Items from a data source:
━━━━━━━━━━━━━━━━━━━━━━━━━━━━━━
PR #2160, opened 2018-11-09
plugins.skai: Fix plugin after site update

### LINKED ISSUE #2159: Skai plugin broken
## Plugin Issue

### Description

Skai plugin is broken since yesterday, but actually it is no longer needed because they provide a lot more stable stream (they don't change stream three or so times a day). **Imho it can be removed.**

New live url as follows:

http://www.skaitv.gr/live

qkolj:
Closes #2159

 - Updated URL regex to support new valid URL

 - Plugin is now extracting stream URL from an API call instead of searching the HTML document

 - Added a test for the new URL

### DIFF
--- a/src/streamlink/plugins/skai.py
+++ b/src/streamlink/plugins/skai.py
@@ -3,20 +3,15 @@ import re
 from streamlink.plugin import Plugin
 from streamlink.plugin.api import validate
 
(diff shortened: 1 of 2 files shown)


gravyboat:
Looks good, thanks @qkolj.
━━━━━━━━━━━━━━━━━━━━━━━━━━━━━━
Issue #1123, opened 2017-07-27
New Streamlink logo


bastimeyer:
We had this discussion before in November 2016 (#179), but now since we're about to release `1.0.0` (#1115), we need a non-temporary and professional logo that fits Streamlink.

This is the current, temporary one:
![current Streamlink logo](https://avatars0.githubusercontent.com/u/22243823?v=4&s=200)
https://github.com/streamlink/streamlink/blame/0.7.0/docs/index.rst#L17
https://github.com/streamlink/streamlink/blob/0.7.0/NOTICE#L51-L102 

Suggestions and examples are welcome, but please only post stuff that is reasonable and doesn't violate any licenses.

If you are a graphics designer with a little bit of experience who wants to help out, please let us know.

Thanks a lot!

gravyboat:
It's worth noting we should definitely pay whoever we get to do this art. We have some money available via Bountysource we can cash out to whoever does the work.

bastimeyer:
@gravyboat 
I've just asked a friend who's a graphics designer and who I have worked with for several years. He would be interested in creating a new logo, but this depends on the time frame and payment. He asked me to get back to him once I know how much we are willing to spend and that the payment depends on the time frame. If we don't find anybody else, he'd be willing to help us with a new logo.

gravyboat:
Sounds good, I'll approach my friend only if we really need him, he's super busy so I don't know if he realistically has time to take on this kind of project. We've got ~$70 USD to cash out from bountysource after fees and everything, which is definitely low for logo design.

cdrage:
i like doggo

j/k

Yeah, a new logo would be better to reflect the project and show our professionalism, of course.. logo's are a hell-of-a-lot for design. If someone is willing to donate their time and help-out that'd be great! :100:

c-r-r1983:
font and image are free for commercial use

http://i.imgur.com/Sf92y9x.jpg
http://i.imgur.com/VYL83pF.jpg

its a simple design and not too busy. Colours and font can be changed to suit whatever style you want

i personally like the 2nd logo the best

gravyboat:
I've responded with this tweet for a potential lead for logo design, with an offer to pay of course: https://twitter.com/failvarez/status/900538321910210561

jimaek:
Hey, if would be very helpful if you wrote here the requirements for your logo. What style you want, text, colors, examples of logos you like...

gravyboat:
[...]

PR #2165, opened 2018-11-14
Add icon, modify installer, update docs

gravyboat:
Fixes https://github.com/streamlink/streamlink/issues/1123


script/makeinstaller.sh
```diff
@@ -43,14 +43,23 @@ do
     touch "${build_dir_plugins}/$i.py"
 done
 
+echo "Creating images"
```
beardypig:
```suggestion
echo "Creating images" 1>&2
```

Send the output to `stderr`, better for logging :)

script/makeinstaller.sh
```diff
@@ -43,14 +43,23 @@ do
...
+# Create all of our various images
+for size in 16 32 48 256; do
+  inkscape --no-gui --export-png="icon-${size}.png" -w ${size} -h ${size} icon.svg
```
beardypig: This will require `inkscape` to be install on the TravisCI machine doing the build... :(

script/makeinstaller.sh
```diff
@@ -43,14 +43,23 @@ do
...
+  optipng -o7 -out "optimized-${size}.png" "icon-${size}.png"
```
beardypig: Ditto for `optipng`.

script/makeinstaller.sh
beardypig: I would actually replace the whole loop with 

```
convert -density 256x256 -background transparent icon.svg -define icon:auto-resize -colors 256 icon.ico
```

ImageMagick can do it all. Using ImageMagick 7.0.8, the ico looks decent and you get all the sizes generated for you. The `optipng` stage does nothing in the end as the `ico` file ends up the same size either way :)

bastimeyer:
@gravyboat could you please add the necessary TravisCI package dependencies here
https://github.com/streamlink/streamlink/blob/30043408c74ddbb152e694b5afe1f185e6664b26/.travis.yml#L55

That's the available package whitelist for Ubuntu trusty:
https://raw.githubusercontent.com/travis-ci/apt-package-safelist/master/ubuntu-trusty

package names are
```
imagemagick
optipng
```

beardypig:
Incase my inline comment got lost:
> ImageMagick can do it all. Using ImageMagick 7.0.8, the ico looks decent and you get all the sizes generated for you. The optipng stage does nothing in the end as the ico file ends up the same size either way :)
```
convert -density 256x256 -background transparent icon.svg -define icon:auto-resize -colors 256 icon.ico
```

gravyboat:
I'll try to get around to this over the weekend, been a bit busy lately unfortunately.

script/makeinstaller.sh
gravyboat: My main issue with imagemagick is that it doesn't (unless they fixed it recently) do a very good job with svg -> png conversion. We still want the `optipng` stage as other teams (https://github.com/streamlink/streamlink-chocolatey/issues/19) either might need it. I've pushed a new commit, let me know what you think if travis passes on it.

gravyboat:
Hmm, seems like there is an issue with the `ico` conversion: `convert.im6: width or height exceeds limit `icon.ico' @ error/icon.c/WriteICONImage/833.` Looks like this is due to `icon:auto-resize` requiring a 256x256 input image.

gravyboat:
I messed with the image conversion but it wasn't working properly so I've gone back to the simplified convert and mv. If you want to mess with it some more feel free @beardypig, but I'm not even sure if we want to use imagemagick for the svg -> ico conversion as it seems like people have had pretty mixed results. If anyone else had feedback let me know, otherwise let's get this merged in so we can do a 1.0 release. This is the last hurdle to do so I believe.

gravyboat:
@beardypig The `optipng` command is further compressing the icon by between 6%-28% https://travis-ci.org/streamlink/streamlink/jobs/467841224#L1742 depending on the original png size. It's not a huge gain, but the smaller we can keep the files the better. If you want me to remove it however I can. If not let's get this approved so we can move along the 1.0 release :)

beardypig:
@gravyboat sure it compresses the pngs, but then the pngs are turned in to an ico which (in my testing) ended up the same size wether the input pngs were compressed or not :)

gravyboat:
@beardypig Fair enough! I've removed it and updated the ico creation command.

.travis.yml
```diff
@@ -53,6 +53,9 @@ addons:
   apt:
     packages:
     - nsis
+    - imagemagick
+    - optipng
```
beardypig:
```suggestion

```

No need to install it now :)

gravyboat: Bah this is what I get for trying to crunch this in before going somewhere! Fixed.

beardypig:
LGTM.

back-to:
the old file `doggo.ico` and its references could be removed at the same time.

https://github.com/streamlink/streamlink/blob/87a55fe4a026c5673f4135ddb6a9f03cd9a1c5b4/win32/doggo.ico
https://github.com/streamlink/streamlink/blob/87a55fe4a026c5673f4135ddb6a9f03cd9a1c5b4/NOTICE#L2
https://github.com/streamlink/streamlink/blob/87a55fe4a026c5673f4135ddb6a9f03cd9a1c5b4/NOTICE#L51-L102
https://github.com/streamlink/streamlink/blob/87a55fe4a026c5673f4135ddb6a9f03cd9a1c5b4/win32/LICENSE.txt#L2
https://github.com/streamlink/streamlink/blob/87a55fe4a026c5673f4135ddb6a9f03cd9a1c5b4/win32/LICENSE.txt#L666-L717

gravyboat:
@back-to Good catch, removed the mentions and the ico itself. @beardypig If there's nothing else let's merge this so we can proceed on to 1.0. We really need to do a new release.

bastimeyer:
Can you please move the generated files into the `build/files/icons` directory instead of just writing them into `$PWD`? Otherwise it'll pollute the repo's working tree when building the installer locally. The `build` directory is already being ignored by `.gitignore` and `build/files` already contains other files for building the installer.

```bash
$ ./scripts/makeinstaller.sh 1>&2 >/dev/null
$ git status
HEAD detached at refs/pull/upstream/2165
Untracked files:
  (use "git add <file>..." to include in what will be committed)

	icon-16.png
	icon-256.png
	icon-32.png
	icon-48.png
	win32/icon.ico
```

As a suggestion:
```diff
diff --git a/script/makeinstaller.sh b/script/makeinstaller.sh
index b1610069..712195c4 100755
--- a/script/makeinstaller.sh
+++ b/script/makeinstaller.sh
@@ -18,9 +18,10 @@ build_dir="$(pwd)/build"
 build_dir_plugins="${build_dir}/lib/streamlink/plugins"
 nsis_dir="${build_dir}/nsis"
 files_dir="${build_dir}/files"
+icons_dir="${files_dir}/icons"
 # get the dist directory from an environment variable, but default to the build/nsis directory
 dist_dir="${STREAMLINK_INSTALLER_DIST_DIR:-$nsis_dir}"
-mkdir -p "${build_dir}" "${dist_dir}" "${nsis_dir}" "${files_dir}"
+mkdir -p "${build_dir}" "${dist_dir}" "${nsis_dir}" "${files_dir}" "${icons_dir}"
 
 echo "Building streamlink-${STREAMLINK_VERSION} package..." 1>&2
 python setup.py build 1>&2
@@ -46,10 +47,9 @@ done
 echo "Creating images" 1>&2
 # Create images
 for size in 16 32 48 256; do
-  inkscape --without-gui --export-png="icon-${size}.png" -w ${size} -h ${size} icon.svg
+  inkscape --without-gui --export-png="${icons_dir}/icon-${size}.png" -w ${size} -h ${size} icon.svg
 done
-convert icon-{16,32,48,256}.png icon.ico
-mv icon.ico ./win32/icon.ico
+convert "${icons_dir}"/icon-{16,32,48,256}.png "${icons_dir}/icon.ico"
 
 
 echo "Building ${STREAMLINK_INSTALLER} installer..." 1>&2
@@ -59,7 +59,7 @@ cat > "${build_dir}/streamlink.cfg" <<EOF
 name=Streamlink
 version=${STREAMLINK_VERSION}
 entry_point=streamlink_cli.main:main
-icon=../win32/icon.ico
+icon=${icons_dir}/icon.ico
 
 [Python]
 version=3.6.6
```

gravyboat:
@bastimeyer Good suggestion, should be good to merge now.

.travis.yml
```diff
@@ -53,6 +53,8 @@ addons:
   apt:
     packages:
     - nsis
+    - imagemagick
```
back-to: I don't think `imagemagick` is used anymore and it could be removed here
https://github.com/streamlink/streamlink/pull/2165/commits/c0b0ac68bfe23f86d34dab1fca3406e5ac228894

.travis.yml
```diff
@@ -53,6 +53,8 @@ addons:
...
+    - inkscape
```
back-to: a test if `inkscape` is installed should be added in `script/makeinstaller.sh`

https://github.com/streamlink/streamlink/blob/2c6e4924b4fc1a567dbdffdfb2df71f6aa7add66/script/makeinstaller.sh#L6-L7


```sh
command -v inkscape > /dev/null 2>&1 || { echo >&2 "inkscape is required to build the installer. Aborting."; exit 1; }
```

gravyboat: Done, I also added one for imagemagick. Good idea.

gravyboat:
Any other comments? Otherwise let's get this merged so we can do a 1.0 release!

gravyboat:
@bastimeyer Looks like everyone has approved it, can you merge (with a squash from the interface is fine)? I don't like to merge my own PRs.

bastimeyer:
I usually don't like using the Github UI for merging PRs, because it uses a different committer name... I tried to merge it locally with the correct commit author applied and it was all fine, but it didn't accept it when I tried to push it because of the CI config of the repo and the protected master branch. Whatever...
━━━━━━━━━━━━━━━━━━━━━━━━━━━━━━
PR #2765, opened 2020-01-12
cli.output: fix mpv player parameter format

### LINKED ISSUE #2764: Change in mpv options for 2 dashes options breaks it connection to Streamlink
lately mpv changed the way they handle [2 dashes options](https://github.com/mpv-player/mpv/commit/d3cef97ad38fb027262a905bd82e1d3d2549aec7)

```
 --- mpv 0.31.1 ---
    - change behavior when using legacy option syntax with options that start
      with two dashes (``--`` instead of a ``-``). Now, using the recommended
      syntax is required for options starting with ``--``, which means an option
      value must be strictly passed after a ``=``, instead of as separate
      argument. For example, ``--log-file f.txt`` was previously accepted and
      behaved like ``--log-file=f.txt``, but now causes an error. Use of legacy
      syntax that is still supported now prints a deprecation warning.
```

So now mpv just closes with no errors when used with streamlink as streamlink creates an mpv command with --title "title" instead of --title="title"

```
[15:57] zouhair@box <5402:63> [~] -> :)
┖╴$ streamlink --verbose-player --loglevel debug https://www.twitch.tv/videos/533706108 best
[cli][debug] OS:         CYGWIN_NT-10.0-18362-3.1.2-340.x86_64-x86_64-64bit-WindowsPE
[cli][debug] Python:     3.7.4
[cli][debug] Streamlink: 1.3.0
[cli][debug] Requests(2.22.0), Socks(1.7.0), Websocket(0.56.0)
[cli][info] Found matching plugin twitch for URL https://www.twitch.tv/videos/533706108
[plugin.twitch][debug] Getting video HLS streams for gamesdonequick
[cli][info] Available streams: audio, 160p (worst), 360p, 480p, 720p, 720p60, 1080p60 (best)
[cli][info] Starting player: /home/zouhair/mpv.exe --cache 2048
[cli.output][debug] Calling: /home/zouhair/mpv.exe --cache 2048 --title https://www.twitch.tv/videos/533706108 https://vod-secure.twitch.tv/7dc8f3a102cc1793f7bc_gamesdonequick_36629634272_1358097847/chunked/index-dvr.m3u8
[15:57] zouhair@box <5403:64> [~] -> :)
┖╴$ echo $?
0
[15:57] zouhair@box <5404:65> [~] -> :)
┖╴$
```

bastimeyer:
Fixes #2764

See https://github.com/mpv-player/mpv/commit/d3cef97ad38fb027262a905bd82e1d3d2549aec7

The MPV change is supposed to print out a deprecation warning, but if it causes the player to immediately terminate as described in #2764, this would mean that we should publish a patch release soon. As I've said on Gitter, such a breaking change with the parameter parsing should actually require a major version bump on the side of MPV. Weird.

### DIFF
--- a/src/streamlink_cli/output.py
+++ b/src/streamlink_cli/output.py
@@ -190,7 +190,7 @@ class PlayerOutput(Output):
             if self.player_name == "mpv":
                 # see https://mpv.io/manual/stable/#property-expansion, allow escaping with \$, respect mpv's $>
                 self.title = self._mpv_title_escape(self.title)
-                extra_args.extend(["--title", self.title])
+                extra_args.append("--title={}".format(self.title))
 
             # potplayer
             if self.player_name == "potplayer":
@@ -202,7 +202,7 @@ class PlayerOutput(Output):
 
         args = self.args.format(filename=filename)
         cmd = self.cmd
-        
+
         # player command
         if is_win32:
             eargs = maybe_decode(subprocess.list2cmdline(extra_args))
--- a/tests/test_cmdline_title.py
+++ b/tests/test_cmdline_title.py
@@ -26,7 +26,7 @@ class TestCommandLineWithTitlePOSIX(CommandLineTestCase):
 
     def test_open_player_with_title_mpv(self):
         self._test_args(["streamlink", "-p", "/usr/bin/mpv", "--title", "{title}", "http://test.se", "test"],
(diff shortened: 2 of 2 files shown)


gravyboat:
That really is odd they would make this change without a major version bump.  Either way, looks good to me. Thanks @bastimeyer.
━━━━━━━━━━━━━━━━━━━━━━━━━━━━━━
*REQUIREMENT*: Wherever the string "live" appears in a line of the records above, copy that line.

*SOLUTION FOR THIS EXERCISE*:
New live url as follows:
http://www.skaitv.gr/live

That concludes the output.